▶ _WHAT NEEDS TO BE DONE_: Starting with the line that contains "### Updated: conditions strip kept at the top" and stopping after the line that contains "PR #872, opened 2026-05-31", copy the entries below exactly. Include nothing else.

☆ ☆ ☆ ☆

PR #843, opened 2026-05-30
Add a Play button to the Preview your ClothesCast card

mikelward:
## What

The "Preview your daily ClothesCast" promo card now carries its **own Play button** instead of only pointing the user at the top app bar's. And the trailing "now" is dropped from the title.

| Before | After |
|---|---|
| Title: "Preview your daily ClothesCast **now**", body tells you to find the toolbar Play button, no CTA on the card | Title: "Preview your daily ClothesCast", with a **▶ Play** button right on the card |

## How

- `PlayPromoCard` / `PlayPromoCardContent` gain an `onPlay` callback (+ an `enabled` flag) and render a filled Play button under the body.
- The action is wired in `BannerStack` (which already has `TodayState` in scope) using `LocalContext` + the existing `triggerPlay` — no new callback threaded through the layout layers. It mirrors the top-bar Play button exactly:
  - derives the period (TONIGHT vs TODAY) from the wall clock at tap time,
  - retires the promo after playing, but only once a forecast has been delivered (same `hasForecast` gate that renders the card, so a fresh install can't persist the dismissal early),
  - disabled while `anyWorkActive`.
- `today_play_promo_title` loses the trailing "now".

## Privacy

No change to what leaves the device.

## Test plan

- `./gradlew :core:domain:test :core:data:test :app:testDebugUnitTest` — green; `play_promo_card` snapshot regenerated.
- `./gradlew :app:assembleDebug` — green.

### Snapshot

play promo card

https://claude.ai/code/session_01LhCwbSYoZ47ptq1WjkmyYE

---
_Generated by [Claude Code](https://claude.ai/code/session_01LhCwbSYoZ47ptq1WjkmyYE)_


mikelward:
### Play promo card: before → after

GitHub's mobile app shows "Binary files not rendered" for PNG diffs, so here's the change inline.

| Before (`main`) | After |
|---|---|
| before | after |

Title drops the trailing "now", and the card gains its own ▶ Play button (same action as the top-bar Play).

---

PR #863, opened 2026-05-30
Reorder the outfit and forecast sections on the home screen

mikelward:
## What

Lets the user **drag to reorder** the two home-screen sections — the **Outfit** preview and the **Forecast** insight — from a new **Home screen layout** card on **Settings → Display**. Each row has a grab handle; dragging commits the new order. MVP scope: reordering only, no hide/add — but the design is built to extend.

## Why

First step toward customizable home-screen sections. Scoped to reordering the two sections that already exist.

## How

- **`HomeSection` enum** (`:core:domain`) is the single source of truth for which sections exist, with a `normalize()` helper that de-dupes, preserves the user's order, and appends any missing sections in default order — so a section added to the enum later automatically shows up for users whose stored order predates it.
- Persisted as a normalized JSON list in DataStore (`SettingsRepository.setHomeSectionOrder` / `parseHomeSectionOrder`, mirroring the clothes-rules pattern) and threaded through `UserPreferences` → `TodayState` / `SettingsState`.
- `HomePageScaffold` renders the outfit row and an `insightSlot` in `homeSectionOrder` order, before the always-trailing chart/placeholder `content()`. `TodayPage` passes its insight card + confidence chip as the slot; `SevenDayPage` passes its week-headline card — so the order applies on **all three pager pages** and the outfit row keeps a consistent vertical offset across swipes.
- The default order `[OUTFIT, INSIGHT]` reproduces the previous layout byte-for-byte (only the `settings_display` snapshot changed).
- **Drag-to-reorder** uses the `sh.calvin.reorderable` Compose library (`ReorderableColumn` + a `draggableHandle()` grab handle). Added to the version catalog (`reorderable = "3.1.0"`, Maven Central) and `:app` dependencies. The settled drag commits via `SettingsViewModel.reorderHomeSection(from, to)`.

## Privacy

No change to what leaves the device — purely a local display preference.

## Test plan

- New domain test `HomeSectionTest` covers `normalize()`; new repo tests cover default / round-trip / partial-list normalization.
- `:core:domain:test`, `:app:testDebugUnitTest`, and `:app:assembleDebug` all green locally (with the new dependency resolving).
- `settings_display.png` snapshot regenerated for the new card (drag handles); Today/7-day snapshots unchanged.

## Known limitation

Drag handles aren't reachable via TalkBack drag — a follow-up could add custom accessibility reorder actions. Flagging since it's a regression from a keyboard/AT perspective vs. tappable arrows; happy to add accessible move actions if you'd prefer.


mikelward:
### Snapshot change: `settings_display`

The only snapshot affected is the Settings → Display page, which now carries the new **Home screen layout** card. Today / 7-day snapshots are unchanged (default order is byte-identical to before).

**Before** (`88fab01`):

settings_display before

**After** (`6baeaa8`):

settings_display after

---

mikelward:
### Snapshot updated: `settings_display` (now with drag handles)

Switched the reorder UI from up/down arrows to **drag handles** (supersedes the arrow version in the earlier snapshot comment). Today / 7-day snapshots remain unchanged.

**Before** (`dcefee8` — no card):

settings_display before

**After** (`c18d9de` — Home screen layout card with drag handles):

settings_display after

---

PR #864, opened 2026-05-30
Show each home page's own conditions in the at-a-glance strip

mikelward:
## Problem

The conditions strip showed the **same values on all three home pages** — Today, Tonight, and 7-day all displayed this period's feels-like range (e.g. "13–24°C" three times). It was pinned to `outfitInsight` (always this period), copied from the outfit row's deliberate "same pair on every page" behavior — but for a single-value conditions readout that's just wrong.

## Fix

The strip now reads the hourly series of the page the user is actually looking at, via a new `conditionsHourly` parameter on `HomePageScaffold`:

- **Pages 0 / 1** use that page's own period insight (this period, then the next period) → each shows its own feels-like range, rain, wind, UV.
- **7-day page** summarizes the whole window from its flattened 168-hour stream → the strip reads the week's feels-like range and peak rain / wind / UV.

The outfit row stays pinned to this period's insight as before — it intentionally shows the same today + tonight pair on every page.

7-day strip shows the week range

The 7-day strip now reads "6–22°C · 40%", matching the "Feels like 6–22°C" chart header below it.

## Privacy

No change to what leaves the device — still on-device rendering of the already-fetched forecast.

## Test plan

- `:core:domain:test` and `:app:testDebugUnitTest` — green.
- The 7-day preview's sample no longer needs a hand-tuned outfit-insight hourly series; the strip there now derives from the week's sample days, so the four `seven_day_page*` snapshots are regenerated to show the week range.

https://claude.ai/code/session_01EsckiR3EeJJX3UCayxJdqw

---
_Generated by [Claude Code](https://claude.ai/code/session_01EsckiR3EeJJX3UCayxJdqw)_


mikelward:
### Snapshot diff

The 7-day strip now reads the **week's** range instead of repeating this period's figures. Before is `main` (`62e0388`), after is this branch (`a54e67b`):

**seven_day_page**
| before — `main` (`62e0388`) | after (`a54e67b`) |
|---|---|
| before | after |

The `before` strip showed `9–18°C · 60% · 32 km/h · UV 7` (an artifact of the sample's hand-tuned outfit-insight hourly); `after` shows `6–22°C · 40%`, derived from the week's sample days and matching the "Feels like 6–22°C" chart header below. The other three `seven_day_page*` snapshots changed identically.

Note: the per-period pages (Today / Tonight) aren't snapshotted through the full scaffold — their previews render `InsightCard` directly — so this fix's effect there is verified by the data-source change rather than a pixel diff.

---

PR #865, opened 2026-05-30
Reorder the confidence chip and chart deck on the home screen too

mikelward:
## What

Extends home-screen section reordering (Settings → Display → Home screen layout) to cover **all** the page content. On top of the existing conditions / outfit / insight, two more sections are now reorderable:

- **Confidence** — the forecast-confidence chip, now its own card instead of riding along inside the insight card.
- **Charts** — the whole chart deck (feels-like, air temp, precipitation, and the per-model diagnostics), reordered as one contiguous block.

The two new sections **append after the existing order**, so the default stays **Conditions → Outfit → Forecast → Confidence → Charts** — conditions remains at the top of the page, with the confidence chip sitting directly above the charts.

## Why

Continues the home-customization work. Splitting confidence out of the insight card was a prerequisite you called out; folding charts in completes "reorder all the content."

## How

- `HomeSection` gains `CONFIDENCE` and `CHARTS`; they append to `DEFAULTS` after the existing `CONDITIONS, OUTFIT, INSIGHT`. `normalize()` is unchanged — it just appends any omitted values, so a stored order self-heals (no migration; there are no users yet).
- `HomePageScaffold` gains `confidenceSlot` and `chartsSlot` alongside the existing `insightSlot`, and renders each section in `homeSectionOrder`. Each slot no-ops when it has no data this period (confidence needs a confidence summary; charts need hourly data), so an ordered-but-dataless section simply contributes nothing.
- `TodayPage` supplies all three slots — the confidence chip moved out of the insight slot (keeping its tap-to-reveal-spread + scroll wiring), and the chart deck moved verbatim into `chartsSlot` so it keeps its single `ChartScrubController` / `SpreadCoordinator` / y-axis envelope. `SevenDayPage` supplies its week-header (insight) + chart deck; no confidence chip there.
- The confidence chip's tap now scrolls to whichever of the chip / chart deck sits **higher** in the layout, so when Charts is reordered above Confidence the revealed per-model overlays still land on screen (the deck's top offset is captured via `onGloballyPositioned` on a transparent wrapper column). Default order keeps the previous behavior.
- Settings list grows to five draggable rows (Conditions, Outfit, Forecast, Confidence, Charts).

## Deferred (TODOs in code)

- **Hiding** sections (show/hide), not just reordering.
- Reordering **individual charts** within the deck (kept contiguous so they keep sharing the scrub controller) — the deck is one "Charts" row for now.

## Privacy

No change to what leaves the device — purely a local display preference.

## Test plan

- `HomeSectionTest` updated for the new defaults/append behavior; `SettingsRepositoryTest` round-trip/normalize tests updated for the five-section order.
- `:core:domain:test`, `:app:testDebugUnitTest`, `:app:assembleDebug` all green locally.
- Snapshots regenerated: `settings_display` (five rows) and the `seven_day_page` set; `feels_like_widget_week` picks up the current render (matches CI). Today-page snapshots are per-component and unaffected.

## Note

Drag handles still aren't operable via TalkBack drag (carried over from the earlier reorder PR) — accessible move actions remain a possible follow-up.


mikelward:
### Snapshot changes

Binary diffs don't render on the GitHub mobile app, so here are the affected snapshots inline. The default order changed to **Outfit → Forecast → Conditions → Confidence → Charts**, so the conditions strip moves below the week header on the 7-day page and the Settings list grows to five rows.

**Settings → Display** — before (`62e0388`) → after (`cae885f`):

settings before
settings after

**7-day page** — before (`62e0388`) → after (`cae885f`):

seven-day before
seven-day after

The three `seven_day_page_with_*` variants changed the same way (conditions strip repositioned below the header).

---

mikelward:
Thanks @codex — fixed in `53c3833`. The chip's tap now scrolls to whichever of the chip / chart deck sits **higher** in the layout (`minOf(chipScrollOffset, chartsScrollOffset)`), so when Charts is moved above Confidence the revealed per-model overlays land on screen. The chart deck's top offset is captured via `onGloballyPositioned` on a transparent `Column` wrapper (same `spacedBy`, so no visual change). Default order (chip above charts) keeps the previous behavior since the chip is then the higher of the two.

---

mikelward:
### Rebased onto `main` (`c70dd17f`) — updated snapshots

Rebased onto the latest `main` (which gained "Show each home page's own conditions in the at-a-glance strip", `c70dd17f`). Resolved a conflict in `HomePageScaffold`'s signature (kept `conditionsHourly` **and** the new `confidenceSlot` / `chartsSlot`) and regenerated the seven_day snapshots on the new base. Binary diffs don't render on mobile, so here they are inline — base `c70dd17f` → head `5f19a3f`:

**Settings → Display:**

settings before
settings after

**7-day page:**

seven-day before
seven-day after

The three `seven_day_page_with_*` variants moved the conditions strip below the week header the same way. `:app:testDebugUnitTest` + `:app:assembleDebug` green on the rebased tree.

---

mikelward:
### Updated: conditions strip kept at the top

Reordered the default so the **Conditions** strip stays at the top of the page — the two new sections now append after the existing order: **Conditions → Outfit → Forecast → Confidence → Charts**. Updated `HomeSectionTest` / `SettingsRepositoryTest` for the new default and regenerated snapshots. Binary diffs don't render on mobile, so here they are inline — base `c70dd17f` → head `ac0ef4c`:

**Settings → Display** (Conditions now first):

settings before
settings after

**7-day page** (conditions strip back at the top, above the week header):

seven-day before
seven-day after

`:core:domain:test` + `:app:testDebugUnitTest` + `:app:assembleDebug` green locally.

---

PR #872, opened 2026-05-31
Don't play a voice preview for Gemini until an API key is set

mikelward:
## Problem

On the Speech (Voice) settings page, switching the voice engine to **Gemini** — or tapping a Gemini voice / style / locale — auto-fires a voice preview. With no API key configured, that preview can't reach Gemini, so `runTtsPreview` catches the failure and **falls back to the on-device voice**. The result: the device voice plays as if it were the Gemini voice the user just selected, giving a misleading impression of what Gemini sounds like.

## Fix

`VoiceContent` now suppresses the preview entirely whenever Gemini is selected and no key is configured. A small `canPreview(engine)` guard in the shared `preview()` helper covers every trigger at once:

- the engine radio (switching to Gemini),
- the Gemini voice / style pickers,
- the accent (locale) picker,
- the Test Voice button.

The **Test Voice button is also disabled** in that state, so it reads as "enter a key first" rather than a dead control — the existing "Not set" key status above it explains why. Previews resume automatically once a key is saved.

Unchanged: the device engine path, and the Gemini path once a key is configured.

## Privacy

No change to what leaves the device. This *narrows* outbound traffic slightly — a preview is no longer attempted (and no Gemini request fired) when there's no key. Nothing new is sent.

## Tests

- `./gradlew :app:testDebugUnitTest` — green (933 tests).
- Added a "Settings · Voice (Gemini, no key)" Roborazzi preview + snapshot covering the disabled Test button, and its `no_preview_without_snapshot` meta-test entry.

https://claude.ai/code/session_01MUxDABeJji23M8ezR9pp8r

---
_Generated by [Claude Code](https://claude.ai/code/session_01MUxDABeJji23M8ezR9pp8r)_


mikelward:
New snapshot added in this PR — `settings_voice_gemini_no_key.png` (Gemini selected, no key). The **Save Gemini key** button is disabled (empty field) and the **Test Voice** button further down is disabled too, so no device-voice fallback masquerades as Gemini:

settings_voice_gemini_no_key

---

PR #90, opened 2023-06-01
Use ml4gw sine gaussian

EthanMarx:
Use torch implementation of SG for better sampling of parameter space


libs/injection/mlpe/injection/injection.py
```diff
@@ -1,81 +1,94 @@
...
+    )
+    cross = np.zeros(n_freqs, dtype=complex)
+    plus = np.zeros(n_freqs, dtype=complex)
 
-        # center so that coalescence time is middle sample
-        dt = waveform_duration / 2
-        polarizations = np.roll(polarizations, int(dt * sample_rate), axis=-1)
-        signals[i] = polarizations
+    cross[: len(hcross.data.data)] = hcross.data.data
+    plus[: len(hplus.data.data)] = hplus.data.data
```
deepchatterjeeligo, line 92: why is this assigned relative to the start index of  `plus` or `cross`?

libs/injection/mlpe/injection/injection.py
```diff
@@ -1,81 +1,94 @@
...
+
+        cross.append(hcross)
+        plus.append(hplus)
+
+    cross = np.stack(cross)
+    plus = np.stack(plus)
+    return cross, plus
+
+
+def sine_gaussian_frequency(
```
deepchatterjeeligo, line 49: rename to `generate_frequency_domain_sine_gaussian` similar to its time domain counterpart.

projects/sandbox/sampling/run.sh
```diff
@@ -0,0 +1,2 @@
+pinto run sample-with-flow --typeo ../pyproject.toml script=sample-with-flow flow=maf embedding=resnet
```
deepchatterjeeligo, line 1: This is a good idea. Do you want to add your runner script for the train project as well

projects/sandbox/train/train.py
```diff
@@ -29,30 +47,29 @@ def load_background(background_path: Path, ifos):
 
 def load_signals(waveform_dataset: Path, parameter_names: List[str]):
     """
-    Load in signals and intrinsic parameters.
-    If no intrinsic parameters are requested, return None.
+    Load in validation signals and parameters
```
deepchatterjeeligo, line 50: Let's provide more context here for later that we are loading validation data so that we generate signals using lalsimulation/lalinference.

deepchatterjeeligo:
This is a big change, several files have been touched. Overall it looks good to me. There are a few comments I have left above, mostly queries and some semantics.

Overall training using ml4gw and validating against lalsimulation/lalinference is a good idea.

☆ ☆ ☆ ☆

▶ _EXERCISE RESULT_:
### Updated: conditions strip kept at the top

Reordered the default so the **Conditions** strip stays at the top of the page — the two new sections now append after the existing order: **Conditions → Outfit → Forecast → Confidence → Charts**. Updated `HomeSectionTest` / `SettingsRepositoryTest` for the new default and regenerated snapshots. Binary diffs don't render on mobile, so here they are inline — base `c70dd17f` → head `ac0ef4c`:

**Settings → Display** (Conditions now first):

settings before
settings after

**7-day page** (conditions strip back at the top, above the week header):

seven-day before
seven-day after

`:core:domain:test` + `:app:testDebugUnitTest` + `:app:assembleDebug` green locally.

---

PR #872, opened 2026-05-31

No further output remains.